* _Activity_
Copy the entries character for character.

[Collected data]
PR #288, opened 2020-09-15
Add published field to datasets

rabstejnek:


rabstejnek:
`published` is now an option for datasets.
Published datasets are only visible to users with edit permissions (team members, project managers, and staff), and this visibility applies to the list view on the assessment detail page, the detail view for individual datasets, and API endpoints for datasets.

hawc/apps/assessment/api.py
```diff
@@ -447,6 +447,20 @@ class DatasetViewset(AssessmentViewset):
     serializer_class = serializers.DatasetSerializer
     assessment_filter_args = "assessment_id"
 
+    def check_object_permissions(self, request, obj):
+        if obj.assessment.user_can_edit_object(request.user) or obj.published:
+            return super().check_object_permissions(request, obj)
+        else:
+            raise PermissionDenied
```
shapiromatron, line 454: while either works, we commonly raise an instance of the class, not the class

hawc/apps/assessment/views.py
```diff
@@ -351,25 +356,34 @@ def get_success_url(self):
 
 
 # Dataset views
-class DatasetCreate(BaseCreate):
+class DatasetPublishedMixin:
+    def get_object(self, **kwargs):
+        obj = super().get_object(**kwargs)
+        if obj.assessment.user_can_edit_object(self.request.user) or obj.published:
```
shapiromatron, line 362: this if statement is used in a few places. Should we move it to the dataset instance?

```python
def user can view(self, user):
    return self.assessment.user_can_edit_object(user) or self.published

...

if not obj.user_can_view(self.request.user):
    raise PermissionDenied()
```

hawc/apps/assessment/views.py
```diff
@@ -351,25 +356,34 @@ def get_success_url(self):
...
+            return obj
+        else:
+            raise PermissionDenied
+
+
+class DatasetCreate(DatasetPublishedMixin, BaseCreate):
```
shapiromatron, line 368: we dont need this mixin for any of the create/update/delete views; the base classes check permissions that users can edit content in an assessment. I think you can just move it to the Read view

hawc/apps/assessment/api.py
shapiromatron: (see comment below about moving this logic to instance)

shapiromatron (changes requested):

hawc/apps/assessment/views.py
rabstejnek: I ended up doing 
```
def user_can_view(self, user) -> bool:
        return (
            self.published
            and self.assessment.user_can_view_object(user)
            or self.assessment.user_can_edit_object(user)
        )
```
There is some redundancy with the `user_can_view_object` check and the assessment level permissions, but I figure thats more correct than this method relying on those base permissions already being in place.

shapiromatron: nice job

hawc/apps/assessment/views.py
```diff
@@ -362,6 +367,13 @@ class DatasetCreate(BaseCreate):
 class DatasetRead(BaseDetail):
     model = models.Dataset
 
+    def get_object(self, **kwargs):
+        obj = super().get_object(**kwargs)
+        if obj.user_can_view(self.request.user):
```
shapiromatron, line 372: this is nitpicky, but it's nice to have bailout conditions instead of these conditions. Propose changing this and the api to something like this:

```python
if not obj.user_can_view(self.request.user):
    raise PermissionDenied()
return obj
```

https://www.itamarweiss.com/personal/2018/02/28/return-early-pattern.html

hawc/apps/assessment/api.py
```diff
@@ -447,6 +447,20 @@ class DatasetViewset(AssessmentViewset):
     serializer_class = serializers.DatasetSerializer
     assessment_filter_args = "assessment_id"
 
+    def check_object_permissions(self, request, obj):
+        if obj.user_can_view(request.user):
```
shapiromatron, line 451: see comment below

shapiromatron (changes requested):

shapiromatron (approved):

PR #289, opened 2020-09-17
umls webservices

shapiromatron:
- task A
    - add to hawc.services.nih.umls.py
    - build new client for importing UMLS item by id
    - add new method in vocab.models.Entity to load a umls item
        - determine if we need to add new metadata fields (eg., synonyms, etc)

- task B
    - on the `controlled-vocab-2` branch, we have a fixture of vocab.models.Term data
    - we want to programmatically propose TermEntity relations
    - originally, just add those w/ high confidence


scott-8:
@shapiromatron

PR #296, opened 2020-09-29
Migrations to set DTXSID on experiments / IV chemicals

rabstejnek:
Old migrations did not set DTXSIDs on experiments and IV chemicals correctly. New migrations were created to accomplish this, and the old migrations were cleaned up to remove the broken implementation with functionality left unchanged.


shapiromatron:
@rabstejnek see #297 as an alternative proposal to this one.

rabstejnek:
Closing in favor of #297

PR #298, opened 2020-09-30
Hotfix: reference search permissions

rabstejnek:
`AssessmentLevelPermissions` required edit permissions on the reference search API when it should have been read permissions; the subclassed permissions were removed and instead checked locally.


shapiromatron:
This looks great, do you think we should make a new permissions class that just bakes in the `assessment.user_can_view_object(request.user)`, I bet that would be reused in other places too

shapiromatron (changes requested):
Per the comments and our chat yesterday, let's create a new API permissions class to use instead

shapiromatron (approved):

PR #299, opened 2020-09-30
Hotfix: preformatted strings on study table

rabstejnek:
### Before
image

### After
image

### DIFF
--- a/frontend/study/Study.js
+++ b/frontend/study/Study.js
@@ -151,7 +151,7 @@ class Study {
         tbl.add_tbody_tr("Funding source", this.data.funding_source);
         tbl.add_tbody_tr("Study identifier", this.data.study_identifier);
         tbl.add_tbody_tr("Author contacted?", HAWCUtils.booleanCheckbox(this.data.contact_author));
-        tbl.add_tbody_tr_pre("Author contact details", this.data.ask_author);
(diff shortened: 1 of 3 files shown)


rabstejnek:
@shapiromatron  Do you think this inline style fix is appropriate? We could instead make changes to the JS:
https://github.com/shapiromatron/hawc/blob/6d3fee1721509093893beda48f58293a0cdda12c/frontend/study/Study.js#L154
Maybe a third parameter, `preformatted: bool` ?

shapiromatron:
> @shapiromatron Do you think this inline style fix is appropriate? We could instead make changes to the JS:
> https://github.com/shapiromatron/hawc/blob/6d3fee1721509093893beda48f58293a0cdda12c/frontend/study/Study.js#L154
> 
> 
> Maybe a third parameter, `preformatted: bool` ?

* _Solution to this exercise_
PR #288, opened 2020-09-15
Add published field to datasets

rabstejnek:


rabstejnek:
`published` is now an option for datasets.
Published datasets are only visible to users with edit permissions (team members, project managers, and staff), and this visibility applies to the list view on the assessment detail page, the detail view for individual datasets, and API endpoints for datasets.

hawc/apps/assessment/api.py
```diff
@@ -447,6 +447,20 @@ class DatasetViewset(AssessmentViewset):
     serializer_class = serializers.DatasetSerializer
     assessment_filter_args = "assessment_id"
 
+    def check_object_permissions(self, request, obj):
+        if obj.assessment.user_can_edit_object(request.user) or obj.published:
+            return super().check_object_permissions(request, obj)
+        else:
+            raise PermissionDenied
```
shapiromatron, line 454: while either works, we commonly raise an instance of the class, not the class

hawc/apps/assessment/views.py
```diff
@@ -351,25 +356,34 @@ def get_success_url(self):
 
 
 # Dataset views
-class DatasetCreate(BaseCreate):
+class DatasetPublishedMixin:
+    def get_object(self, **kwargs):
+        obj = super().get_object(**kwargs)
+        if obj.assessment.user_can_edit_object(self.request.user) or obj.published:
```
shapiromatron, line 362: this if statement is used in a few places. Should we move it to the dataset instance?

```python
def user can view(self, user):
    return self.assessment.user_can_edit_object(user) or self.published

...

if not obj.user_can_view(self.request.user):
    raise PermissionDenied()
```

hawc/apps/assessment/views.py
```diff
@@ -351,25 +356,34 @@ def get_success_url(self):
...
+            return obj
+        else:
+            raise PermissionDenied
+
+
+class DatasetCreate(DatasetPublishedMixin, BaseCreate):
```
shapiromatron, line 368: we dont need this mixin for any of the create/update/delete views; the base classes check permissions that users can edit content in an assessment. I think you can just move it to the Read view

hawc/apps/assessment/api.py
shapiromatron: (see comment below about moving this logic to instance)

shapiromatron (changes requested):

hawc/apps/assessment/views.py
rabstejnek: I ended up doing 
```
def user_can_view(self, user) -> bool:
        return (
            self.published
            and self.assessment.user_can_view_object(user)
            or self.assessment.user_can_edit_object(user)
        )
```
There is some redundancy with the `user_can_view_object` check and the assessment level permissions, but I figure thats more correct than this method relying on those base permissions already being in place.

shapiromatron: nice job

hawc/apps/assessment/views.py
```diff
@@ -362,6 +367,13 @@ class DatasetCreate(BaseCreate):
 class DatasetRead(BaseDetail):
     model = models.Dataset
 
+    def get_object(self, **kwargs):
+        obj = super().get_object(**kwargs)
+        if obj.user_can_view(self.request.user):
```
shapiromatron, line 372: this is nitpicky, but it's nice to have bailout conditions instead of these conditions. Propose changing this and the api to something like this:

```python
if not obj.user_can_view(self.request.user):
    raise PermissionDenied()
return obj
```

https://www.itamarweiss.com/personal/2018/02/28/return-early-pattern.html

hawc/apps/assessment/api.py
```diff
@@ -447,6 +447,20 @@ class DatasetViewset(AssessmentViewset):
     serializer_class = serializers.DatasetSerializer
     assessment_filter_args = "assessment_id"
 
+    def check_object_permissions(self, request, obj):
+        if obj.user_can_view(request.user):
```
shapiromatron, line 451: see comment below

shapiromatron (changes requested):

shapiromatron (approved):

PR #289, opened 2020-09-17
umls webservices

shapiromatron:
- task A
    - add to hawc.services.nih.umls.py
    - build new client for importing UMLS item by id
    - add new method in vocab.models.Entity to load a umls item
        - determine if we need to add new metadata fields (eg., synonyms, etc)

- task B
    - on the `controlled-vocab-2` branch, we have a fixture of vocab.models.Term data
    - we want to programmatically propose TermEntity relations
    - originally, just add those w/ high confidence


scott-8:
@shapiromatron

PR #296, opened 2020-09-29
Migrations to set DTXSID on experiments / IV chemicals

rabstejnek:
Old migrations did not set DTXSIDs on experiments and IV chemicals correctly. New migrations were created to accomplish this, and the old migrations were cleaned up to remove the broken implementation with functionality left unchanged.


shapiromatron:
@rabstejnek see #297 as an alternative proposal to this one.

rabstejnek:
Closing in favor of #297

PR #298, opened 2020-09-30
Hotfix: reference search permissions

rabstejnek:
`AssessmentLevelPermissions` required edit permissions on the reference search API when it should have been read permissions; the subclassed permissions were removed and instead checked locally.


shapiromatron:
This looks great, do you think we should make a new permissions class that just bakes in the `assessment.user_can_view_object(request.user)`, I bet that would be reused in other places too

shapiromatron (changes requested):
Per the comments and our chat yesterday, let's create a new API permissions class to use instead

shapiromatron (approved):

PR #299, opened 2020-09-30
Hotfix: preformatted strings on study table

rabstejnek:
### Before
image

### After
image

### DIFF
--- a/frontend/study/Study.js
+++ b/frontend/study/Study.js
@@ -151,7 +151,7 @@ class Study {
         tbl.add_tbody_tr("Funding source", this.data.funding_source);
         tbl.add_tbody_tr("Study identifier", this.data.study_identifier);
         tbl.add_tbody_tr("Author contacted?", HAWCUtils.booleanCheckbox(this.data.contact_author));
-        tbl.add_tbody_tr_pre("Author contact details", this.data.ask_author);
(diff shortened: 1 of 3 files shown)


rabstejnek:
@shapiromatron  Do you think this inline style fix is appropriate? We could instead make changes to the JS:
https://github.com/shapiromatron/hawc/blob/6d3fee1721509093893beda48f58293a0cdda12c/frontend/study/Study.js#L154
Maybe a third parameter, `preformatted: bool` ?

shapiromatron:
> @shapiromatron Do you think this inline style fix is appropriate? We could instead make changes to the JS:
> https://github.com/shapiromatron/hawc/blob/6d3fee1721509093893beda48f58293a0cdda12c/frontend/study/Study.js#L154
> 
> 
> Maybe a third parameter, `preformatted: bool` ?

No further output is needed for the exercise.